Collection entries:

PR #431, opened 2019-04-29
Fix uninitialized warning in vmdb-logger.rb

djberg96:
Currently the core specs are flooded with this warning if rspec warnings are enabled:

`lib/gems/pending/util/vmdb-logger.rb:171: warning: global variable '$_miq_worker_current_msg' not initialized`

This global is set (eventually) by app/models/miq_queue_worker_base/runner.rb (where it is also uninitialized, but nevermind that for now):

https://github.com/ManageIQ/manageiq/blob/master/app/models/miq_queue_worker_base/runner.rb#L101

### DIFF
--- a/spec/util/vmdb-logger_spec.rb
+++ b/spec/util/vmdb-logger_spec.rb
@@ -1,6 +1,6 @@
 require 'util/vmdb-logger'
 
-describe VMDBLogger do
+RSpec.describe VMDBLogger do
   describe "#log_hashes" do
     let(:buffer) { StringIO.new }
     let(:logger) { described_class.new(buffer) }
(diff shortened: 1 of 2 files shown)


Fryguy:
We are planning to move this miq_queue stuff out entirely.  @carbonin Thoughts here?

carbonin:
Yeah we are planning to extract this, but haven't had the cycles to finish it up. For now can we push this initialization to the `prefix_task_id` method rather than `initialize`? Considering that's the only method that uses the global and it's also the only one that's manageiq specific I think that would make sense for now.

spec/util/vmdb-logger_spec.rb
```diff
@@ -95,7 +95,7 @@
   end
 
   context "long messages" do
-    let(:logger) { VMDBLogger.new(@log) }
+    let(:logger) { VMDBLogger.new(File.expand_path(File.join(File.dirname(__FILE__), 'data/long_messages.log'))) }
```
carbonin: This is odd. Can we test an instance of the formatter directly since that's all this one spec seems to be doing? Then we can drop this `let` altogether, right?

carbonin: I think line 102 would become:
```ruby
 _, message = VMDBLogger::Formatter.new.call(:error, Time.now.utc, "", msg).split("-- : ")
```

djberg96: Done!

What you will do
Exactly as they appear above, write out all of the lines.

Task solution
PR #431, opened 2019-04-29
Fix uninitialized warning in vmdb-logger.rb

djberg96:
Currently the core specs are flooded with this warning if rspec warnings are enabled:

`lib/gems/pending/util/vmdb-logger.rb:171: warning: global variable '$_miq_worker_current_msg' not initialized`

This global is set (eventually) by app/models/miq_queue_worker_base/runner.rb (where it is also uninitialized, but nevermind that for now):

https://github.com/ManageIQ/manageiq/blob/master/app/models/miq_queue_worker_base/runner.rb#L101

### DIFF
--- a/spec/util/vmdb-logger_spec.rb
+++ b/spec/util/vmdb-logger_spec.rb
@@ -1,6 +1,6 @@
 require 'util/vmdb-logger'
 
-describe VMDBLogger do
+RSpec.describe VMDBLogger do
   describe "#log_hashes" do
     let(:buffer) { StringIO.new }
     let(:logger) { described_class.new(buffer) }
(diff shortened: 1 of 2 files shown)


Fryguy:
We are planning to move this miq_queue stuff out entirely.  @carbonin Thoughts here?

carbonin:
Yeah we are planning to extract this, but haven't had the cycles to finish it up. For now can we push this initialization to the `prefix_task_id` method rather than `initialize`? Considering that's the only method that uses the global and it's also the only one that's manageiq specific I think that would make sense for now.

spec/util/vmdb-logger_spec.rb
```diff
@@ -95,7 +95,7 @@
   end
 
   context "long messages" do
-    let(:logger) { VMDBLogger.new(@log) }
+    let(:logger) { VMDBLogger.new(File.expand_path(File.join(File.dirname(__FILE__), 'data/long_messages.log'))) }
```
carbonin: This is odd. Can we test an instance of the formatter directly since that's all this one spec seems to be doing? Then we can drop this `let` altogether, right?

carbonin: I think line 102 would become:
```ruby
 _, message = VMDBLogger::Formatter.new.call(:error, Time.now.utc, "", msg).split("-- : ")
```

djberg96: Done!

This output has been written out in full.